How Body Composition Changes the Math
Two women who are both 5’6″ and 140 pounds can have noticeably different calorie needs depending on how much of that weight is muscle versus fat. Muscle tissue is metabolically active, burning roughly 5 to 7 calories per pound per day at rest. Fat tissue burns closer to 1 to 2 calories per pound per day. So a woman with more lean mass will have a higher resting metabolism than someone at the same height and weight who carries more body fat.

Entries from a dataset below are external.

PR #1964, opened 2024-10-30
Fix conversion of u16 to int

ciaran2:


plajjan:
Closing, superseded by #2047. The fix here is correct but I wanted tests to show the problem before the fix and that the fix indeed fixes the issue. I added test cases but couldn't push to the ciaran2 branch, so pushed to new branch, which is the PR in 2047. Closing this.

PR #1986, opened 2024-11-13
added method pop to protocol Mapping and dict implementation

sydow:
This PR adds method pop to protocol Mapping and the dict implementation. Also a minor change to method get. The signatures are 
    get         : (A,?B) -> ?B
    pop         : mut(A,?B) -> ?B


sydow:
The required check test-app-yang fails and prevents the merging of this PR which would fix issue #1989. I don't know what the problem is.

plajjan:
Agreed in todays meeting that this is the way forward, having separate get() and getdef() functions. I will split this PR into two parts, the first introducing getdef() / popdef(), then we can merge that and change the various applications we have after which we can do the second change, which is modifying the get() / pop() definitions in this backwards incompatible way. I will fix!

plajjan:
This is now implemented via #2040 etc. Closing.

PR #2009, opened 2024-11-29
Iterator exceptions

sydow:
Changes iterators so that they throw exception StopIteration at termination (rather than returning None). 

As a consequence, the Iterator class in __builtin__.act his now defined by

class Iterator[A] (object):
    __next__      : () -> A

(previously the return type was ?A)


plajjan:
This is failing CI testing because of the changes to `max()` I think. It's the same problem as for pop etc in #1986. I said I would work on that to split the change in two parts. I think I can do the same for this PR. As things currently look, I will have some spare cycles early next week.

plajjan:
This PR has some bug, not sure where. After I have fixed max / max_def, the functionality of Acton programs should be identical before and after this branch, yet, when I do `make gen` in the respnet repo, it generates entirely different code, indicating that somewhere we have an actual difference in behavior. I suppose it's best if I can find a smaller reproduction.. easier said than done.

sydow:
I don’t know what to do about this. If I do git pull in the main branch and then build the system and do make test, all tests pass. I also don’t know what the respnet repo is. Could you explain more?

Björn

plajjan:
Closing this, see #2023 instead!

PR #2011, opened 2024-12-02
Improve reading build config errors handling

plajjan:
We unify a bit across the various commands that we have.


plajjan:
This is merged in via #2024.

PR #2023, opened 2024-12-16
Replace C NULL for iteration stop with StopIteration

plajjan:


plajjan:
@sydow I have found a bug which is reproducible just in the Acton repository. I'm not sure if this is because of the same issue as in the respnet repo or not, but it's at least a difference in behavior that seems to come with this PR!

commands to reproduce:
```
cd test/compiler/hello
acton build
```

output:
```
kll@Boxy:~/dt/acton/test/compiler/hello$ acton build
INFO: Acton global cache is empty: rebuilding common libraries (e.g. libc) which will take some time...
INFO: Acton local cache is empty: rebuilding Acton base which will take some time...
Building project in /home/kll/dt/acton/test/compiler/hello
  Compiling hello.act for release
   Finished compilation in   0.010 s
  Final compilation step
   Finished final compilation step in  21.741 s
kll@Boxy:~/dt/acton/test/compiler/hello$
```

The messages `INFO: Acton global cache is empty: rebuilding common libraries (e.g. libc) which will take some time...` etc are always printed out. That's not supposed to happen. It should only happen when the cache dir is actually empty. This logic is in cli/src/acton.act and / or base/src/file.act I suppose...

nordlander:
I've located the bug, it's the CPS pass that contains a leak. Fix is coming up.

sydow:
I don’t want to compete about being the source of the bug, but I also found a bug that may be involved. This bug is easy to fix and I did so locally, but it does not repair the hello example, so maybe both bugs are involved? I have not yet pushed this, waiting for comments about further things I may need to do (see below).

Here is an example where my bug is involved:

``` 
def f(res):
   try:
       res = 1
       raise ValueError()
   except ValueError:
       pass
   return res         # should return 1

actor main(env):
   print(f(0))
   env.exit(0)
``` 

The interesting variable res is now a parameter to f. The above code erroneously prints 0, since the parameter is not declared volatile by the naive algorithm I used in my fix the other day. This algorithm only looks at the statement sequence in which the try/except statements occur, scanning it backwards from end to start looking for variable declarations where we need a volatile annotation. We need to continue to do this to the parameters of the fun (or actor) declaration of which the statement sequence is the body. I need to think about other cases (state vars in classes?). 

The reason I think that this bug may affect the hello example is the following fragment from cli/acton.act:

``` 
def warn_on_large_zig_global_cache(cap: file.FileCap):
    < beginning of code omitted for space reasons>
    total_size: int = 0
    for f in fs.walk(cache_dir):
        print ("f=",f,"size=",f.size)
        total_size += int(f.size)
    gb = 1024 * 1024 * 1024
    if total_size > warn_level * gb:
        <code for this case also omitted>
    if total_size == 0:
        print("INFO: Acton global cache is empty: rebuilding common libraries (e.g. libc) which will take some time...")
``` 

Here it is obvious that total_size must be declared volatile, which it would be using my naive algorithm, but CPS conversion enters and makes total_size be involved as a parameter to (several) C procedures and as a field  in C structures, so I get lost in the code and cannot really see what the fix may be in the C code,  even less how to achieve this in CodeGen.hs. But then maybe something went wrong in CPS conversion...

nordlander:
And fixing the overly eager CPS converter immediately exposes the problem Björn described. Intricate!

nordlander:
I've pushed my small fix that avoid unneeded CPS transation. It doesn't resolve the issue by itself, but will most likely do so in combination with Björn's pending commit. But the fundamental problem with CPS/lambda-lifting of exception handlers remains unsolved for now :-(

plajjan:
@sydow @nordlander FYI, it is still broken. CI testing shows almost all test are passing, but it's actually not. If we look in test-macos or test-linux, we can see that `acton test` doesn't actually run the tests properly. I think they immediately return an OK result instead of reporting actual progress - again, indicating improper control flow.

To reproduce, run `cd test/stdlib_tests && acton test` - compare on main with results on this branch - it just prints yellow stars for each test and exits instead of actually running the test.

plajjan:
I'd really like to have some test cases for the various failing cases that we are seeing now, so we don't just rely on whatever the acton cli happens to look like right now

plajjan:
Okay, so I added a new test program that includes @sydow example from above as well as what I believe is the failing patter we saw in the `acton` program, that @nordlander and I looked at. This new `cps1` test is still failing, which is good. It shows we have a problem :)

Feel free to rename the test program or whatnot, I don't know what this is called.

plajjan:
Whops, I just noticed I wasn't using the latest version of this branch. The `cps1` test program I just wrote does work with the latest fixes :stuck_out_tongue_closed_eyes: 

But okay, so there's got to be some other interesting interaction of features going on...

plajjan:
I have rebased this work on the latest main, pushed to a new branch and opened PR #2054 for   the new branch, which supersedes this one and thus I'm closing this PR.

PR #2054, opened 2025-01-02
Replace C NULL for iter stop with StopIteration

plajjan:


plajjan:
@nordlander I added a new test case which demonstrates some failure in the compiler to mark variables volatile. The new test case is in test/core_lang_auto/exceptions_volatile.act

Your internal organs actually drive the biggest portion of your resting calorie burn. The brain, liver, heart, and kidneys have metabolic rates 15 to 40 times greater than an equivalent weight of muscle. You can’t change the size of your organs, but this helps explain why the formula above is only an estimate. Individual variation in organ size and efficiency means two people with identical stats on paper can differ by 100 to 200 calories per day in actual metabolic rate.
Calories for Weight Loss
If your goal is to lose weight, the general guideline is to reduce your daily intake by about 500 calories below your maintenance level. This typically produces a loss of about half a pound to one pound per week. For a moderately active 35-year-old woman at 5’6″, that would mean eating around 1,600 calories per day instead of 2,100.
Dropping below 1,200 calories per day is generally not recommended without medical supervision. Very low intakes make it difficult to get adequate nutrition, and your body tends to respond by slowing its metabolism further, which makes sustained weight loss harder over time. A moderate deficit that you can maintain for months will almost always outperform an aggressive one that lasts a few weeks.

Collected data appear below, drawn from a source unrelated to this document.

PR #2064, opened 2025-01-09
Add complex.from_real_imag()

plajjan:
This staticmethod constructor allows us to create a complex instance
from two Reals.

Add a test suite for complex.

Fix division to raise exception on zero-divison

The acton.guide has been updated with a page on complex numbers.

Add new RAISE macro to simplify raising exceptions from C code.

### DIFF
--- a/base/builtin/common.h
+++ b/base/builtin/common.h
@@ -58,4 +58,6 @@ void $default__init__($WORD);
     to_str_noc($b);                                      \
 })
 
+#define RAISE($T, ...)      $RAISE((B_BaseException)$NEW($T, ##__VA_ARGS__))
+
 char *unmangle_name(char *input);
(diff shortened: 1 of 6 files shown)


plajjan:
@sydow @nordlander FYI! I got complex working by adding this from_real_imag() constructor. Added a test suite and found the division-by-zero not raising exception, so I fixed that and also realized our $RAISE is very ugly so added a nicer macro around that. One test is disabled as it depends on __fromatom__, which is not implemented and I'm not sure how to proceed there. With a little guidance, maybe I could give that a shot.

Also added a bit of documentation. I have used the Claude AI both for producing the test suite and docs and while I strive to proof read and guide the LLM, I am not proficient enough in the subject to feel entirely confident about the result.  I will merge this now, because @mzagozen needs it for his advent-of-code and given the test suite I am quite confident this works well enough, but please feel free to read so we can fix any potential issues :)

sydow:
Great work, Kristian!

I think we will soon change everything with atom, so I suggest you fix the problem by changing the problematic test from

d = c ** 2

to 

d = c ** complex.from_real_imag(2,0)

plajjan:
@sydow ok, I've re-enabled the test according to your suggestion in #2070! Thanks!

PR #2161, opened 2025-02-07
Make type error location "clickable"

mzagozen:
Use the real filesystem path to the module where a type error was raised.  This means replacing "." with path separator and appending the ".act" suffix. So foo.bar@123 becomes foo/bar.act@123

This makes it possible for VS Code to create a clickable link to the file. Well, almost, because VS Code does not recognize "@" as a file - location separator. Not sure if the diagnostic package can be tweaked to use ":" instead of "@"?

### DIFF
--- a/compiler/actonc/Main.hs
+++ b/compiler/actonc/Main.hs
@@ -876,8 +876,13 @@ handle errKind f src paths mn ex = do
     putStrLn (Acton.Parser.makeReport (f ex) src)
     handleCleanup paths mn
 
+modNameToFilename :: A.ModName -> String
+modNameToFilename mn = joinPath (map nameToString names) ++ ".act"
+  where
+    A.ModName names = mn
+
 handleTypeError opts errKind f src paths mn ex = do
-    printDiag opts $ mkErrorDiagnostic (modNameToString mn) src (typeReport ex (modNameToString mn) src)
+    printDiag opts $ mkErrorDiagnostic (modNameToFilename mn) src (typeReport ex (modNameToFilename mn) src)
     handleCleanup paths mn
 
 handleCleanup paths mn = do
--- a/compiler/actonc/test/typeerrors/ex1.golden
+++ b/compiler/actonc/test/typeerrors/ex1.golden
@@ -1,7 +1,7 @@
 Building file test/typeerrors/ex1.act using temporary scratch directory
   Compiling ex1.act for development
 [error]: Incompatible types
-     +--> ex1@4:5-4:9
+     +--> ex1.act@4:5-4:9
      |
    1 | def f(x,y):
      :     ^ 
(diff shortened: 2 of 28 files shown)


plajjan:
Sounds like an issue to be reported upstream https://hackage.haskell.org/package/diagnose

Diagnose is inspired by Ariadne, a rust library to print pretty error messages. Ariadne seems to be using : to separate file name from location. Not sure why diagnose pick @. Seems like colon would be better. Perhaps a patch could be accepted upstream to just change or offer customizability.

compiler/actonc/Main.hs
```diff
@@ -876,8 +876,13 @@ handle errKind f src paths mn ex = do
...
     handleCleanup paths mn
 
+modNameToErrorString :: A.ModName -> String
+modNameToErrorString mn = joinPath (map nameToString names) ++ ".act"
+  where
+    A.ModName names = mn
+
 handleTypeError opts errKind f src paths mn ex = do
-    printDiag opts $ mkErrorDiagnostic (modNameToString mn) src (typeReport ex (modNameToString mn) src)
+    printDiag opts $ mkErrorDiagnostic (modNameToErrorString mn) src (typeReport ex (modNameToErrorString mn) src)
```
plajjan, line 885:
```suggestion
    printDiag opts $ mkErrorDiagnostic (modNameToFilename mn) src (typeReport ex (modNameToFilename mn) src)
```

plajjan:
I think the change from the internal module path to filenames is valid regardless if it makes clickable links or not, so we can proceed with this particular PR. I made a suggestion to your code.

We have golden tests for typeerrors and syntax errors that are changed because of this. You need to run `make test-typeerrors-accept` to accept the new output as golden, commit and push anew.

The other piece is of course work in upstream. We could vendor the Diagnose library and make local changes if we want to move fast and/or test this out to see how it feels.

A challenge might be that our error format includes multiple locations. One is picked as the primary point where we think the error is, but sometimes it is just hard to pin point the exact error, like it is often the non-alignment between location A and B. Is A or B then the error? I think we tend to point to the use / call site and consider the definition the correct one, but it's probably not 100%... so just saying, that's a challenge. In gcc style errors (from which the clickable link format comes from), stuff just gets rendered quite differently, so clickable links are easier there.

plajjan:
@mzagozen WIP or not? first commit says WIP?

mzagozen:
Ah, that was from before, when I still thought I could change the file path and range separator somewhere in Acton code. Since that is hardcoded in the Diagnose library, we can either:
1. fork it and modify it ourselves like you suggested,
2. or suggest a change to recognize `@` separator in https://github.com/microsoft/vscode/blob/main/src/vs/workbench/contrib/terminalContrib/links/browser/terminalLinkParsing.ts#L75. 

Since you're planning on making other changes to the error message output, option 1?

mzagozen:
We will also need to address the range format itself. If I understand correctly the current range format allows for the error message to reference multiple lines, and is also not something VS Code understands.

Your actual rate of loss will vary depending on your starting weight, activity level, and how consistently you maintain the deficit. People with more weight to lose often see faster initial results, partly because their higher body weight means a larger calorie burn to begin with.

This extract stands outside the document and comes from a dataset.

PR #2169, opened 2025-02-17
Ensure thread stack size is at least 8 MB

mzagozen:
On Mac OS the default is 524288, which is too low for the recursion depth required by the acton-yang generators. On Linux it is 1 MB, where the current generators work, but it may just come back to haunt us when the model depth increases 👯 We now set the secondary threads stack size to at least 8 MB, or more if the primary thread stack size is larger.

Calories During Pregnancy and Breastfeeding
Calorie needs shift significantly during pregnancy, but not right away. During the first trimester, your energy requirements are essentially the same as before pregnancy. The increase kicks in during the second trimester, when you need about 340 additional calories per day, and rises to roughly 450 extra calories per day in the third trimester.
Breastfeeding requires even more energy than late pregnancy. Women who are nursing need approximately 500 additional calories per day beyond their normal non-pregnant intake. For a moderately active 5’6″ woman, that could mean eating around 2,500 to 2,600 calories per day while breastfeeding. These numbers help explain why many women feel noticeably hungrier during nursing than they did while pregnant.
Finding Your Personal Number
The estimates above give you a solid starting range, but your real maintenance calories may be somewhat higher or lower. The most practical way to find your actual number is to track your food intake and weight for two to three weeks without deliberately changing your habits. If your weight stays stable, you’re eating at or near your maintenance level. If it trends up or down, adjust by 100 to 200 calories and observe again.
Activity trackers and fitness watches can help refine your estimate, but they tend to overestimate calorie burn from exercise by 15 to 30 percent. Use them as a rough guide rather than a precise measurement. The scale, combined with how your clothes fit and how your energy feels over a period of weeks, gives you more reliable feedback than any single calculation.